## ACTIVITY
Copy each line of the records that includes "sumeerbhola".

## STORED DATA
PR #4393, opened 2025-03-18
db: add mechanics for compaction-time value separation

jbowens:
Adapt the compact.Runner interface to support the configuration of a value separation policy via a compact.ValueSeparation interface, and introduce three implementations of this interface:
  - `writeNewBlobFiles` for writing blob files, separating eligible values to at most 1 blob file per output sstable.
  - `preserveBlobReferences` for writing out existing blob references as they are, accumulating BlobReferences for each output sstable
  - `NeverSeparateValues` for always retrieving values and never writing external blob references.

This commit introduces the interface and implementations only. These new mechanics are not yet in-use.

Informs #112.


RaduBerinde (approved):
> *[Reviewable](https://reviewable.io/reviews/cockroachdb/pebble/4393)* status: 0 of 8 files reviewed, 3 unresolved discussions (waiting on @sumeerbhola)

___
*[a discussion](https://reviewable.io/reviews/cockroachdb/pebble/4393#-OLeaLiy3nNPpCOpIE7e:-OLeaLiy3nNPpCOpIE7f:byuxzud) (no related file):*
:lgtm:  Clean integration!
___
*[`internal/testutils/blob_handles.go` line 177 at r1](https://reviewable.io/reviews/cockroachdb/pebble/4393#-OLea9Ti7BtwmIOex8ZA:-OLea9Ti7BtwmIOex8ZB:b-3zpsv3) ([raw file](https://github.com/cockroachdb/pebble/blob/92c2c1db50888d4e659b803d27fac19113838ea3/internal/testutils/blob_handles.go#L177)):*
> ```Go
> const debugParserSeparators = ":-[](){};="
> 
> func makeDebugParser(s string) debugParser {
> ```

[nit] we should make this public and reuse it for manifest tests
___
*[`internal/compact/run.go` line 133 at r1](https://reviewable.io/reviews/cockroachdb/pebble/4393#-OLe_zS6BaAdB5cZxL-b:-OLe_zS6BaAdB5cZxL-c:b-8fkohq) ([raw file](https://github.com/cockroachdb/pebble/blob/92c2c1db50888d4e659b803d27fac19113838ea3/internal/compact/run.go#L133)):*
> ```Go
> 	// table's TableMetadata, and stats and metadata describing a newly
> 	// constructed blob file if any.
> 	CloseOutput() (ValueSeparationMetadata, error)
> ```

[nit] maybe Finish or FinishOutput

sumeerbhola (approved):
> Reviewed 3 of 8 files at r1, 6 of 6 files at r2, all commit messages.
> *[Reviewable](https://reviewable.io/reviews/cockroachdb/pebble/4393)* status: all files reviewed, 10 unresolved discussions (waiting on @jbowens and @RaduBerinde)

___
*[a discussion](https://reviewable.io/reviews/cockroachdb/pebble/4393#-OLeaLiy3nNPpCOpIE7e:-OM3YuDw3m7k-aKPTTDM:bg7igkv) (no related file):*

TFTR!
</blockquote></details>

:lgtm: 
___
*[`internal/testutils/blob_handles.go` line 22 at r2](https://reviewable.io/reviews/cockroachdb/pebble/4393#-OM3Eg9_0TRWS0AJIwW0:-OM3Eg9_0TRWS0AJIwW1:b-hkqz7c) ([raw file](https://github.com/cockroachdb/pebble/blob/8cccc92f15bbffd8a757d460dff7d90dfb8b1bdc/internal/testutils/blob_handles.go#L22)):*
> ```Go
> type BlobValues struct {
> 	mostRecentHandle blob.Handle
> 	trackedHandles   map[blob.Handle]string
> ```

Can you add a comment that the value in this map is the blob value.
___
*[`internal/testutils/blob_handles.go` line 27 at r2](https://reviewable.io/reviews/cockroachdb/pebble/4393#-OM3EMlS6oLCsjGKVuZ0:-OM3EMlTApwKEugT8Jij:b-sarsl1) ([raw file](https://github.com/cockroachdb/pebble/blob/8cccc92f15bbffd8a757d460dff7d90dfb8b1bdc/internal/testutils/blob_handles.go#L27)):*
> ```Go
> // Fetch returns the value corresponding to the given handle.
> func (bv *BlobValues) Fetch(
> 	ctx context.Context, handle []byte, blobFileNum base.DiskFileNum, valLen uint32, buf []byte,
> ```

- `buf` seems unused.
- `handleSuffix` would be a better name than `handle`.
___
*[`value_separation.go` line 35 at r2](https://reviewable.io/reviews/cockroachdb/pebble/4393#-OM3QptjE-D9oOIWaaMN:-OM3QptjE-D9oOIWaaMO:b-gwx8qg) ([raw file](https://github.com/cockroachdb/pebble/blob/8cccc92f15bbffd8a757d460dff7d90dfb8b1bdc/value_separation.go#L35)):*
> ```Go
> 	// to the sstable (but may still be written to a value block within the
> 	// sstable).
> 	minimumSize int
> ```

If this is the policy specification, we will probably want to separate it into a separate struct eventually. No need to do it now, of course.
___
*[`value_separation.go` line 85 at r2](https://reviewable.io/reviews/cockroachdb/pebble/4393#-OM3Xkko2Qhe-VRznbWr:-OM3Xkko2Qhe-VRznbWs:b-1oglcj) ([raw file](https://github.com/cockroachdb/pebble/blob/8cccc92f15bbffd8a757d460dff7d90dfb8b1bdc/value_separation.go#L85)):*
> ```Go
> 	}
> 
> 	// Keys that are too small are never separated.
> ```

nit: Values that are ...
___
*[`value_separation.go` line 111 at r2](https://reviewable.io/reviews/cockroachdb/pebble/4393#-OM3YNjBBquUzuQA_NRo:-OM3YNjBBquUzuQA_NRp:b-egt7vv) ([raw file](https://github.com/cockroachdb/pebble/blob/8cccc92f15bbffd8a757d460dff7d90dfb8b1bdc/value_separation.go#L111)):*
> ```Go
> 	// If there's a configured short attribute extractor, extract the value's
> 	// short attribute.
> 	var shortAttr base.ShortAttribute
> ```

just realized we don't currently have
```
// TODO(sumeer): in CockroachDB use LongAttribute for the clock timestamp in
// MVCC values, since we want to be able to check the uncertainty interval for
// a read without doing the expensive work of retrieving the value.

// LongAttribute is an attribute stored with the key when the actual value is
// stored in a blob file.
type LongAttribute []byte

// LongAttributeMaxLen is the maximum length permitted for a LongAttribute.
const LongAttributeMaxLen = 24
```

To be added later?
___
*[`value_separation.go` line 219 at r2](https://reviewable.io/reviews/cockroachdb/pebble/4393#-OM3W_sOAzlZ01frBL91:-OM3W_sOAzlZ01frBL92:b-ufq4q) ([raw file](https://github.com/cockroachdb/pebble/blob/8cccc92f15bbffd8a757d460dff7d90dfb8b1bdc/value_separation.go#L219)):*
> ```Go
> 	// compressible data, it overestimates the disk space consumed by the blob
> 	// references. It also does not include the blob file's index block or
> 	// footer, so it can underestimate if values are completely incompressible.
> ```

completely compressible?
___
*[`value_separation.go` line 222 at r2](https://reviewable.io/reviews/cockroachdb/pebble/4393#-OM3Wg-14d1p37VOn1zH:-OM3Wg-14d1p37VOn1zI:bfkd8ql) ([raw file](https://github.com/cockroachdb/pebble/blob/8cccc92f15bbffd8a757d460dff7d90dfb8b1bdc/value_separation.go#L222)):*
> ```Go
> 	//
> 	// Should we compute a compression ratio per blob file and scale the
> 	// references appropriately?
> ```

I think that was the todo in the prototype too.
___
*[`sstable/blob/blob.go` line 156 at r2](https://reviewable.io/reviews/cockroachdb/pebble/4393#-OM3DDd82pPRSxgM1HfD:-OM3DDd82pPRSxgM1HfE:b9mokis) ([raw file](https://github.com/cockroachdb/pebble/blob/8cccc92f15bbffd8a757d460dff7d90dfb8b1bdc/sstable/blob/blob.go#L156)):*
> ```Go
> 	sz := w.stats.FileLen                                    // Completed blocks
> 	sz += uint64(w.b.Size()) + block.TrailerLen              // Pending uncompressed block
> 	sz += uint64(w.stats.BlockCount+1)*12 + block.TrailerLen // Index block (assuming worst case of 4 bytes per block)
> ```

Does this comment mean 4 bytes for each of blockNum, blockOffset, blockLen, since it is multiplying by 12? If yes, can you tweak the comment to elaborate.
___
*[`compaction.go` line 3281 at r2](https://reviewable.io/reviews/cockroachdb/pebble/4393#-OM3UPsyBmUGmeh_VUF_:-OM3UPsyBmUGmeh_VUFa:b-i1xqb2) ([raw file](https://github.com/cockroachdb/pebble/blob/8cccc92f15bbffd8a757d460dff7d90dfb8b1bdc/compaction.go#L3281)):*
> ```Go
> 	writerOpts.Parallelism =
> 		d.opts.Experimental.MaxWriterConcurrency > 0 &&
> 			(cpuWorkHandle.Permitted() || d.opts.Experimental.ForceWriterParallelism)
> ```

aside: We should delete the code for `CPUWorkPermissionGranter`, `CPUWorkHandle` and `MaxWriterConcurrency` and simply use the `ForceWriterParallelism` to toggle between 1 and 2 goroutines. It is extremely unlikely that we will ever support more than 2 goroutines per writer since the generality becomes harder to integrate with admission control.
The only potential benefit is faster multi-level compactions, but part of the problem with multi-level compactions was that a compaction slot was taken for too long, and not necessarily our inability to find a concurrent compaction. And a fixed concurrency will go away with better AC support. And if we can't increase concurrency because disk is fully utilized, we can't actually allow the multi-level compaction to go faster (even if we had the capability).

jbowens (commented):
> *[Reviewable](https://reviewable.io/reviews/cockroachdb/pebble/4393)* status: 6 of 9 files reviewed, 9 unresolved discussions (waiting on @RaduBerinde and @sumeerbhola)

___
*[a discussion](https://reviewable.io/reviews/cockroachdb/pebble/4393#-OLeaLiy3nNPpCOpIE7e:-OM8UvYO6qIDBWHsFHg6:bz5mair) (no related file):*

:lgtm:
</blockquote></details>

TFTRs!
___
*[`compaction.go` line 3281 at r2](https://reviewable.io/reviews/cockroachdb/pebble/4393#-OM3UPsyBmUGmeh_VUF_:-OM8Ss3_-hCGMKzy4FXM:bvgxhqa) ([raw file](https://github.com/cockroachdb/pebble/blob/8cccc92f15bbffd8a757d460dff7d90dfb8b1bdc/compaction.go#L3281)):*

aside: We should delete the code for `CPUWorkPermissionGranter`, `CPUWorkHandle` and `MaxWriterConcurrency` and simply use the `ForceWriterParallelism` to toggle between 1 and 2 goroutines. It is extremely unlikely that we will ever support more than 2 goroutines per writer since the generality becomes harder to integrate with admission control.
The only potential benefit is faster multi-level compactions, but part of the problem with multi-level compactions was that a compaction slot was taken for too long, and not necessarily our inability to find a concurrent compaction. And a fixed concurrency will go away with better AC support. And if we can't increase concurrency because disk is fully utilized, we can't actually allow the multi-level compaction to go faster (even if we had the capability).
</blockquote></details>

Yeah, the columnar writer won't respect `WriterOptions.Parallelism` regardless and does not perform parallel data block compression. It always uses 1 additional goroutine for performing the write syscalls out-of-band from the main compaction loop.
___
*[`value_separation.go` line 35 at r2](https://reviewable.io/reviews/cockroachdb/pebble/4393#-OM3QptjE-D9oOIWaaMN:-OM8TUHd3fUZ4U3AmM86:b2nhb2c) ([raw file](https://github.com/cockroachdb/pebble/blob/8cccc92f15bbffd8a757d460dff7d90dfb8b1bdc/value_separation.go#L35)):*

If this is the policy specification, we will probably want to separate it into a separate struct eventually. No need to do it now, of course.
</blockquote></details>

Ack
___
*[`value_separation.go` line 85 at r2](https://reviewable.io/reviews/cockroachdb/pebble/4393#-OM3Xkko2Qhe-VRznbWr:-OM8TZZI8n2r00A5vpM_:b-896fix) ([raw file](https://github.com/cockroachdb/pebble/blob/8cccc92f15bbffd8a757d460dff7d90dfb8b1bdc/value_separation.go#L85)):*

nit: Values that are ...
</blockquote></details>

Done.
___
*[`value_separation.go` line 111 at r2](https://reviewable.io/reviews/cockroachdb/pebble/4393#-OM3YNjBBquUzuQA_NRo:-OM8TaTB3bvNOhFz4-9b:b-m7ijg5) ([raw file](https://github.com/cockroachdb/pebble/blob/8cccc92f15bbffd8a757d460dff7d90dfb8b1bdc/value_separation.go#L111)):*

just realized we don't currently have
```
// TODO(sumeer): in CockroachDB use LongAttribute for the clock timestamp in
// MVCC values, since we want to be able to check the uncertainty interval for
// a read without doing the expensive work of retrieving the value.

// LongAttribute is an attribute stored with the key when the actual value is
// stored in a blob file.
type LongAttribute []byte

// LongAttributeMaxLen is the maximum length permitted for a LongAttribute.
const LongAttributeMaxLen = 24
```

To be added later?
</blockquote></details>

Yeah, I'll follow up with it. Didn't want to add until we nailed down the general schema of how we're going to represent the blob handles.
___
*[`value_separation.go` line 219 at r2](https://reviewable.io/reviews/cockroachdb/pebble/4393#-OM3W_sOAzlZ01frBL91:-OM8TtXg2uwdr4NuejaR:b-gsve1i) ([raw file](https://github.com/cockroachdb/pebble/blob/8cccc92f15bbffd8a757d460dff7d90dfb8b1bdc/value_separation.go#L219)):*

completely compressible?
</blockquote></details>

I think incompressible is right here — if the values are incompressible so the disk space of the values themselves is the same, then the blob file's index block and footer are additive, resulting the total value size being a net underestimate. 
___
*[`value_separation.go` line 222 at r2](https://reviewable.io/reviews/cockroachdb/pebble/4393#-OM3Wg-14d1p37VOn1zH:-OM8U7HTCl804s8MsA9p:b2nhb2c) ([raw file](https://github.com/cockroachdb/pebble/blob/8cccc92f15bbffd8a757d460dff7d90dfb8b1bdc/value_separation.go#L222)):*

I think that was the todo in the prototype too.
</blockquote></details>

Ack
___
*[`internal/testutils/blob_handles.go` line 22 at r2](https://reviewable.io/reviews/cockroachdb/pebble/4393#-OM3Eg9_0TRWS0AJIwW0:-OM8UPDw81oMSEeKS7Wx:b-896fix) ([raw file](https://github.com/cockroachdb/pebble/blob/8cccc92f15bbffd8a757d460dff7d90dfb8b1bdc/internal/testutils/blob_handles.go#L22)):*

Can you add a comment that the value in this map is the blob value.
</blockquote></details>

Done.
___
*[`internal/testutils/blob_handles.go` line 27 at r2](https://reviewable.io/reviews/cockroachdb/pebble/4393#-OM3EMlS6oLCsjGKVuZ0:-OM8UcLP37ScwU_tICE8:b-896fix) ([raw file](https://github.com/cockroachdb/pebble/blob/8cccc92f15bbffd8a757d460dff7d90dfb8b1bdc/internal/testutils/blob_handles.go#L27)):*

- `buf` seems unused.
- `handleSuffix` would be a better name than `handle`.
</blockquote></details>

Done.
___
*[`sstable/blob/blob.go` line 156 at r2](https://reviewable.io/reviews/cockroachdb/pebble/4393#-OM3DDd82pPRSxgM1HfD:-OM8UqSmBUCXLoEqpC51:b-896fix) ([raw file](https://github.com/cockroachdb/pebble/blob/8cccc92f15bbffd8a757d460dff7d90dfb8b1bdc/sstable/blob/blob.go#L156)):*

Does this comment mean 4 bytes for each of blockNum, blockOffset, blockLen, since it is multiplying by 12? If yes, can you tweak the comment to elaborate.
</blockquote></details>

Done.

## EXERCISE RESULT
> *[Reviewable](https://reviewable.io/reviews/cockroachdb/pebble/4393)* status: 0 of 8 files reviewed, 3 unresolved discussions (waiting on @sumeerbhola)
sumeerbhola (approved):
> *[Reviewable](https://reviewable.io/reviews/cockroachdb/pebble/4393)* status: 6 of 9 files reviewed, 9 unresolved discussions (waiting on @RaduBerinde and @sumeerbhola)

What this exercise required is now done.